── Input material ──

PR #248, opened 2020-10-28
Feature/aes 2079 internal promo tracking

MkMan:
This PR wraps the following components in `forwardRef`:
* Accordion
* BodyCopy
* Subnav
* TwoColumnList

Adds an `onClick` prop to the HyperLink component and passes it down in other places where it's needed for this feature to work.

### DIFF
--- a/src/components/Accordion/Accordion.js
+++ b/src/components/Accordion/Accordion.js
@@ -13,55 +13,59 @@ import Icon from '~/components/Icon';
 import { isObjectPopulatedArray } from '~/utils/objects';
 import styles from './Accordion.module.css';
 
-const Accordion = forwardRef(({ className, items, theme }, ref) => {
-  const [activeNodes, setIsActiveNodes] = React.useState([]);
+const Accordion = forwardRef(
+  ({ className, items, theme, wrapperClass }, ref) => {
+    const [activeNodes, setIsActiveNodes] = React.useState([]);
 
-  if (!isObjectPopulatedArray(items)) {
-    return null;
-  }
+    if (!isObjectPopulatedArray(items)) {
+      return null;
+    }
 
-  const classSet = cx(styles.base, styles[theme], className);
-  const handleOnChange = nodes => setIsActiveNodes(nodes);
-  const checkIsActive = id => activeNodes.includes(id);
+    const classSet = cx(styles.base, styles[theme], className);
+    const handleOnChange = nodes => setIsActiveNodes(nodes);
+    const checkIsActive = id => activeNodes.includes(id);
 
-  return (
-    <div ref={ref}>
-      <AccessibleAccordion
-        allowMultipleExpanded={true}
-        allowZeroExpanded={true}
-        className={classSet}
-        onChange={handleOnChange}
-      >
-        {items.map(({ content, heading, id }) => (
-          <AccordionItem className={styles.item} key={id} uuid={id}>
-            <AccordionItemHeading className={cx(styles.heading, styles[theme])}>
-              <AccordionItemButton className={styles.button}>
-                <span className={styles.headingCopy}>{heading}</span>
-                <Icon
-                  className={styles.icon}
-                  height={16}
-                  name="downArrow"
-                  theme={theme}
-                  width={16}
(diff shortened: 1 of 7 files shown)


zack76 (approved):

src/components/Accordion/Accordion.js
```diff
@@ -25,39 +25,43 @@ const Accordion = ({ className, items, theme }) => {
...
-              isOpened={checkIsActive(id)}
-              theme={{ collapse: styles.collapse }}
-            >
-              <div className={cx(styles.content, styles[theme])}>{content}</div>
-            </Collapse>
-          </AccordionItemPanel>
-        </AccordionItem>
-      ))}
-    </AccessibleAccordion>
+    <div ref={ref}>
```
kevin-ho87, line 28: I wonder if wrapping this component with a div will affect where its being used in web-ui

MkMan: In what way 🤔 ? Do you know what I should look for to check nothing broke?

src/components/Hyperlink/Hyperlink.js
```diff
@@ -17,6 +17,7 @@ const Hyperlink = ({
   hasTargetInNewWindow,
   isAlternate,
   isDownload,
+  onClick,
```
zack76, line 20: i was thinking if it should be named as `handleClick` or `handleOnClick`

src/components/Accordion/Accordion.js
kevin-ho87: Maybe just have a quick look at any existing pages on web-ui where its being used. from my experience, a simple wrapping div can break a layout unintentionally.

kevin-ho87: eg: if the holder in web-ui has a `display: grid`, the children could collapse.

MkMan: Good point, I'll have a look.

src/components/Hyperlink/Hyperlink.js
MkMan: How come? 🙂 
The prop is the `onClick` function and gets assigned to the `onClick` attribute without any manipulation in between. onClick is the expected name for this prop and it might be confusing to give it a different name.

zack76: i remember Beau mentioned before when defining an event handler, prefix with handle, so handleOnClick. But it's just passing a func as a prop here, i think you don't need to worry about it. Sorry for misunderstanding

src/components/Accordion/Accordion.js
MkMan: Checked on https://www.aesop.com/au/r/online-offering/ and it looks the same on desktop and mobile 🙌 

### On prod
Screen Shot 2020-10-29 at 10 18 04 am


### On this branch
After changes

kevin-ho87: cool! 👍 . Maybe just add a `className` prop that can be passed through to this holding div so that i can be styled if needed.

MkMan: I added a `wrapperClass` prop, thanks for the suggestion 👍

src/components/Hyperlink/Hyperlink.js
beau-charman: props don't have the `handle` prefix, props follow the HTML/JS convention. This keeps an easier to read API as props / contexts and functions are passed around. The function declared that fires when the `onClick` event is satisfied does have the `handle` prefix to clearly denote it is an event callback: 

```

const useMouseEvents = () => {
  const handleOnMouseOver = () => { ... }
  ...
  return {
    onMouseOver: handleOnMouseOver,
  }
}

...

const Component = ({ onFocus }) => {
  const { onMouseOver } = useMouseEvents();
  const handleOnClick = () => { ... }

  return <OtherComponent
    onClick={handleOnClick}
    onFocus={onFocus}
    onMouseOver={onMouseOver}
```

kevin-ho87 (approved):

beau-charman (approved):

───

Using the entries, count how many lines contain the string "just". Write only the number.

» Solution to the exercise
3